What changes if we believe this
If the next era of AI is a co-op game, then a lot of what we currently build is shaped wrong.
Solo-prompt interfaces will have to become interfaces for shared turns. Workflows built around individual output will start tracking ensemble learning. Assessment, in school and at work, has to extend from individual production to team capability. The rule set itself becomes the design problem.
The design pattern is straightforward. Instead of every student getting their own private AI assistant, the model sits in a shared workspace where the whole team can see it. Students take turns directing it and evaluate its outputs together. The AI is one participant in a party of five, not a hidden tutor in five separate sessions. This is the role I have called the AI conductor: intelligence designed to connect rather than replace.
The training we should be doing looks more like game design than prompt engineering. It is about preparing students to enter rooms where the rules are partly given and partly being made in real time, with humans and machines as fellow players.
The question is whether we are tightening the rules of the wrong game.
Eliezer Yudkowsky has written about a property he calls oneshotness, where catastrophic failure means no retry. A Mars probe is oneshot. A startup, at the scale of the founders’ careers, is oneshot. Most small games inside a life are not; some of the larger ones are.
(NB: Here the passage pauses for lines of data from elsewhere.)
PR #12499, opened 2017-11-30
Format generated config files using the short array syntax

cykirsch:
### Description

1. Magento is following a standard of new code using short array syntax (https://github.com/magento/magento2/issues/758).
2. Magento has an automated checker to enforce the short array syntax precommit (https://github.com/magento/magento2/blob/2.2/.php_cs.dist#L31). 
3. Magento recommends checking in `app/etc/config.php` (http://devdocs.magento.com/guides/v2.2/config-guide/config/config-php.html)
>Check this file in to source control and use it in your development, staging, and production systems.
4. Magento's auto-generated `app/etc/config.php` uses the long array syntax.

Put that all together and the auto-generated config doesn't match the required standards to be checked in. The change made in this PR is to modify `PhpFormatter` to recursively return the array representation using short array syntax `[]` instead of long `array()`. If the given variable is not an array, it uses the standard `var_export` behavior.

### Manual testing scenarios

1. bin/magento setup:upgrade
2. app/etc/config.php should use the short array syntax

### Contribution checklist

### DIFF
--- a/lib/internal/Magento/Framework/App/DeploymentConfig/Writer/PhpFormatter.php
+++ b/lib/internal/Magento/Framework/App/DeploymentConfig/Writer/PhpFormatter.php
@@ -11,6 +11,8 @@ namespace Magento\Framework\App\DeploymentConfig\Writer;
  */
 class PhpFormatter implements FormatterInterface
 {
+    const INDENT = '  ';
+
     /**
      * Format deployment configuration.
      * If $comments is present, each item will be added
@@ -23,7 +25,7 @@ class PhpFormatter implements FormatterInterface
         if (!empty($comments) && is_array($data)) {
             return "<?php\nreturn array (\n" . $this->formatData($data, $comments) . "\n);\n";
         }
-        return "<?php\nreturn " . var_export($data, true) . ";\n";
+        return "<?php\nreturn " . $this->varExportShort($data, true) . ";\n";
     }
 
     /**
@@ -64,5 +66,28 @@ class PhpFormatter implements FormatterInterface
         }
 
         return var_export($data, true);
+    }
+
+    /**
+     * If variable to export is an array, format with the php >= 5.4 short array syntax. Otherwise use
+     * default var_export functionality.
+     *
+     * @param mixed   $var
+     * @param integer $depth
+     * @return string
+     */
+    private function varExportShort($var, $depth=0) {
+        if (gettype($var) === 'array') {
+            $indexed = array_keys($var) === range(0, count($var) - 1);
+            $r = [];
+            foreach ($var as $key => $value) {
+                $r[] = str_repeat(self::INDENT, $depth)
+                    . ($indexed ? '' : $this->varExportShort($key) . ' => ')
+                    . $this->varExportShort($value, $depth + 1);
+            }
+            return sprintf("[\n%s\n%s]", implode(",\n", $r), str_repeat(self::INDENT, $depth - 1));
+        }
+
+        return var_export($var, TRUE);
     }
 }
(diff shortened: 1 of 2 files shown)


cykirsch:
As an added note, I did attempt to do this using `Zend\Code\Generator\ValueGenerator` instead of `var_export`, but the array depth wasn't being tracked properly. The unit test array would look like this

    [
      'ns1' => [
            's1' => [
                's11',
                's12',
            ],
            's2' => [
                's21',
                's22',
            ],
        ],
      'ns2' => [
            's1' => [
                's11',
            ],
        ],
      'ns3' => 'just text',
      'ns4' => 'just text',
    ]

ghost (approved):

lib/internal/Magento/Framework/App/DeploymentConfig/Writer/PhpFormatter.php
```diff
@@ -51,18 +53,42 @@ private function formatData($data, $comments = [], $prefix = '  ')
...
+     *
+     * @param mixed   $var
+     * @param integer $depth
+     * @return string
+     */
+    private function varExportShort($var, $depth = 0)
+    {
+        if (gettype($var) === 'array') {
+            $indexed = array_keys($var) === range(0, count($var) - 1);
+            $r = [];
```
ishakhsuvarov: Please avoid variables with unclear names. `$r` does not really describe what is it for.

lib/internal/Magento/Framework/App/DeploymentConfig/Writer/PhpFormatter.php
```diff
@@ -51,18 +53,42 @@ private function formatData($data, $comments = [], $prefix = '  ')
...
+
+    /**
+     * If variable to export is an array, format with the php >= 5.4 short array syntax. Otherwise use
+     * default var_export functionality.
+     *
+     * @param mixed   $var
+     * @param integer $depth
+     * @return string
+     */
+    private function varExportShort($var, $depth = 0)
```
ishakhsuvarov: Please take advantage of PHP 7.0 syntax (type hints and return types for methods)

lib/internal/Magento/Framework/App/DeploymentConfig/Writer/PhpFormatter.php
```diff
@@ -51,18 +53,42 @@ private function formatData($data, $comments = [], $prefix = '  ')
...
+    {
+        if (gettype($var) === 'array') {
```
ishakhsuvarov: Is there any specific reason not to use `is_array`?
Additionally, readability may be slightly improved by reversing the logic like

```php
if (!is_array($var)) {
    return var_export($var, true);
}
/// Transforming to short array syntax here
...
```

lib/internal/Magento/Framework/App/DeploymentConfig/Writer/PhpFormatter.php
```diff
@@ -11,6 +11,8 @@
  */
 class PhpFormatter implements FormatterInterface
 {
+    const INDENT = '  ';
```
ishakhsuvarov: Please add a description for the constant (docBlock)

ishakhsuvarov (changes requested):

ishakhsuvarov (approved):

cykirsch:
@ishakhsuvarov @okorshenko I was more or less expecting these changes would be in 2.2.2. Is it odd to you that it is on the 2.2.2-preview branch but not on the 2.2.2 tag? Or does that happen often?

clemblanco:
What if we want 4 spaces tab indentation? Shouldn't this follow a PSR?

cykirsch:
@clementblanco That did cross my mind, and I would prefer it as well, but I neglected to do it...I think because I was continuing to use `var_export` and I didn't want to mix 4 and 2.

PR #12521, opened 2017-12-02
Match flexible static file version in nginx sample config

scottsb:
### Description
Magento 2.2 allows you to specify a custom version for static files being deployed. That means it may not necessarily be numeric like it is when using the default timestamp version numbers. This generalizes the nginx sample config to match custom versions as well.

### DIFF
--- a/nginx.conf.sample
+++ b/nginx.conf.sample
@@ -100,7 +100,7 @@ location /static/ {
 
     # Remove signature of the static files that is used to overcome the browser cache
     location ~ ^/static/version {
-        rewrite ^/static/(version\d*/)?(.*)$ /static/$2 last;
+        rewrite ^/static/(version[^/]+/)?(.*)$ /static/$2 last;
     }
 
     location ~* \.(ico|jpg|jpeg|png|gif|svg|js|css|swf|eot|ttf|otf|woff|woff2)$ {


scottsb:
FYI, I had a typo in the original commit. I just force-pushed an update to my branch that corrects it.

nginx.conf.sample
```diff
@@ -100,7 +100,7 @@ location /static/ {
 
     # Remove signature of the static files that is used to overcome the browser cache
     location ~ ^/static/version {
-        rewrite ^/static/(version\d*/)?(.*)$ /static/$2 last;
+        rewrite ^/static/(version[^/]+/)?(.*)$ /static/$2 last;
```
dmanners, line 103: I think that this regex change will have the desired effect but what if we updated it to keep in the same style as before? Something like `rewrite ^/static/(version[\w\d]*/)?(.*)$ /static/$2 last;` this would then match any word or digit character. Or was there another reason for your choice @scottsb

scottsb: Because of the fact that the version can be specified as a command line argument and no characters are filtered out, I don't think `\w\d` is sufficient. For example, that would not match a hyphen, which is allowed by the `--content-version` argument.

dmanners: Do you know if there is validation on the `--content-version` call? I would worry that anything but / would be a bit too wide and could cause issues.

scottsb: There is no validation. Whatever is passed in is used:
https://github.com/magento/magento2/blob/2275b8911c3ed2a9b70b1510c8f476c18e1915c7/app/code/Magento/Deploy/Service/DeployStaticContent.php#L78

I tested, and it will even accept characters that really shouldn't be allowed like `/` and even `?`. Validation should be added to the deploy command to block those, but here in nginx, I can't see any issue with the broad match.

I'll open a separate issue for the need for validation on the command.

dmanners: Thanks for the feedback @scottsb good to know that you will open an issue about validation on the command side. I would also suggest that in this new issue it might be a good idea to also update the regex to fit the requirements of the new validation.

avoelkl: Thanks for the great discussion and feedback @dmanners and @scottsb. I will process this PR then.

avoelkl:
Hi @scottsb,
Thanks for the PR and sorry for the silence in here. This PR should soon be merged!

PR #12528, opened 2017-12-03
Bugfix/magetwo 61422 category max depth configuration

arnoudhgz:
### Description
The setting `Stores > Configuration > Catalog > Catalog > Category Top
Navigation > Maximal Depth` was actually never being used to limit the
topmenu.

Now the setting will be used as a condition for the category collection when it is fetched.

### Fixed Issues
1. magento/magento2#7543: Category Top Navigation / Maximal Depth configuration not working

### Manual testing scenarios
1. Change the setting in the backend
2. Refresh the invalidated cache
3. See that the setting actually is being used

### Contribution checklist

### DIFF
--- a/app/code/Magento/Catalog/Model/ResourceModel/Category/Collection.php
+++ b/app/code/Magento/Catalog/Model/ResourceModel/Category/Collection.php
@@ -6,6 +6,7 @@
 namespace Magento\Catalog\Model\ResourceModel\Category;
 
 use Magento\CatalogUrlRewrite\Model\CategoryUrlRewriteGenerator;
+use Magento\Store\Model\ScopeInterface;
 
 /**
  * Category resource collection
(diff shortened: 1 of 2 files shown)


magento-cicd2:
[CLA assistant check](https://cla.dev.magento.com/magento/magento2?pullRequest=12528) <br/>All committers have signed the CLA.

app/code/Magento/Catalog/Model/ResourceModel/Category/Collection.php
```diff
@@ -6,12 +6,14 @@
...
 
 use Magento\CatalogUrlRewrite\Model\CategoryUrlRewriteGenerator;
+use Magento\Store\Model\ScopeInterface;
 
 /**
  * Category resource collection
  *
  * @api
  * @author      Magento Core Team <core@magentocommerce.com>
+ * @SuppressWarnings(PHPMD.CouplingBetweenObjects)
```
mzeis, line 16: Adding suppressions for CouplingBetweenObjects warnings is not allowed. The reason is that this increases Technical Debt. We understand this means more work, but refactoring this will help improve the code. Also, just adding an additional parameter would change the signature of the `@api` annotated class. Both changes mean that we probably should rebase this PR against `2.3-develop` so we can add breaking changes.

app/code/Magento/Catalog/Model/ResourceModel/Category/Collection.php
```diff
@@ -58,6 +60,60 @@ class Collection extends \Magento\Catalog\Model\ResourceModel\Collection\Abstrac
      */
     protected $_loadWithProductCount = false;
 
+    /**
+     * Core store config
+     *
+     * @var \Magento\Framework\App\Config\ScopeConfigInterface
+     */
+    protected $_scopeConfig;
```
mzeis, line 68: Please use `private` visibility. The core team avoids `protected` for new properties (see [2.7](http://devdocs.magento.com/guides/v2.2/coding-standards/technical-guidelines.html)). Also, new properties shouldn't have a name starting with an underscore (this is part of [PSR-2](http://www.php-fig.org/psr/psr-2/)).

app/code/Magento/Catalog/Model/ResourceModel/Category/Collection.php
```diff
@@ -58,6 +60,60 @@ class Collection extends \Magento\Catalog\Model\ResourceModel\Collection\Abstrac
...
+        \Psr\Log\LoggerInterface $logger,
+        \Magento\Framework\Data\Collection\Db\FetchStrategyInterface $fetchStrategy,
+        \Magento\Framework\Event\ManagerInterface $eventManager,
+        \Magento\Eav\Model\Config $eavConfig,
+        \Magento\Framework\App\ResourceConnection $resource,
+        \Magento\Eav\Model\EntityFactory $eavEntityFactory,
+        \Magento\Eav\Model\ResourceModel\Helper $resourceHelper,
+        \Magento\Framework\Validator\UniversalFactory $universalFactory,
+        \Magento\Store\Model\StoreManagerInterface $storeManager,
+        \Magento\Framework\App\Config\ScopeConfigInterface $scopeConfig,
```
mzeis, line 98: The rules for [backward compatible development](http://devdocs.magento.com/guides/v2.0/contributor-guide/backward-compatible-development/) only allow us to add a new argument to the constructor if it is optional (nullable) for changes to the same minor release. This means that adding the new parameter is okay if we re-base the PR against `2.3-develop` but for `2.2-develop` we would introduce breaking changes which developers are not expecting.

app/code/Magento/Catalog/Model/ResourceModel/Category/Collection.php
```diff
@@ -404,6 +460,23 @@ public function addRootLevelFilter()
         return $this;
     }
 
+    /**
+     * Add root category filter
+     *
+     * @return $this
+     */
+    public function addNavigationMaxDepthFilter()
```
mzeis, line 468: Adding a public method to a class or an interface is another thing which we need to get approval for from a Magento architect as it changes the public signature of the `@api`-annotated class.

mzeis (changes requested):
Hi @arnoudhgz,

thanks for your PR! You find a few comments from me inside the changelist. There are some parts that have to be refactored so they follow the Magento coding standards. It would be great if you can follow up on them.

arnoudhgz:
@mzeis I accidentally closed the PR, I will create a new one and link it here

app/code/Magento/Catalog/Model/ResourceModel/Category/Collection.php
arnoudhgz: I will do a PR on 2.3-develop. 

The suppression is the same as the one from it's parent, so I'll keep that one.

mzeis:
@arnoudhgz Thank you very much!

arnoudhgz:
New PR on `2.3-develop`: https://github.com/magento/magento2/pull/12640

Issue #12450, opened 2017-11-27
Store not found when adding a ? to site URL.


Cinawork:
### Preconditions
1. Magento 2.2.0
2. PHP 7.0.25
3. MariaDB 10.1.29

### Steps to reproduce
1. Turn on "Add storecode to URL's" in "Configuration > General > Web"
2. Navigate in browser to "BASE_URL/?"
3. Error thrown

### Expected result
1.  With just a ? after the BASE_URL site should function normally

### Actual result
1. Store throws error.

### Additional information
`1 exception(s):
Exception #0 (Magento\Framework\Exception\NoSuchEntityException): Requested store is not found
Exception #0 (Magento\Framework\Exception\NoSuchEntityException): Requested store is not found
#0 /Users/*/Development/*/vendor/magento/module-store/Model/StoreManager.php(168): Magento\Store\Model\StoreRepository->get('')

The wrong-game problem has the same shape. A proctored exam can be retaken, a product release can be patched. The larger games those small games sit inside often have fewer tries. A generation trained to hide AI use, instead of learning how to coordinate with it, may develop habits that are harder to unwind than an exam policy. The local game looks safe. The larger one may not be.
Princeton’s reversal is a small, real signal. The next move is to design the larger game we are already standing inside, the one that wants dungeon masters more than proctors.
Treat this as the inspirational shape. The operational version, with its shared workspace, role rotation, longitudinal artifacts, gap reading, and peer-uptake metric, is its own essay. The Right Game comes next. The case here is that the operational work would be worth the trouble.
We are not in the age of AI tools. We are in the age of new games, played by humans and machines together, with rules we have barely begun to write. The question is whether we are tightening the rules of the wrong game.
Sources and attributions:
Jason Prunty, The Fall of Deterministic Problem-Solving and the Rise of Probabilistic Strategies, Designing Intelligence (July 2025).
Jason Prunty, The AI Conductor, Designing Intelligence (September 2025).
Eliezer Yudkowsky, Irretrievability; or, Murphy’s Curse of Oneshotness upon ASI, LessWrong (May 2026). I borrow the concept; the application here is broader than Yudkowsky’s specific argument about ASI alignment.
Katie Salen and Eric Zimmerman, Rules of Play: Game Design Fundamentals (MIT Press, 2003).
On Princeton’s May 2026 faculty vote ending 133 years of unproctored exams: Inside Higher Ed, The Daily Princetonian, Princeton Alumni Weekly.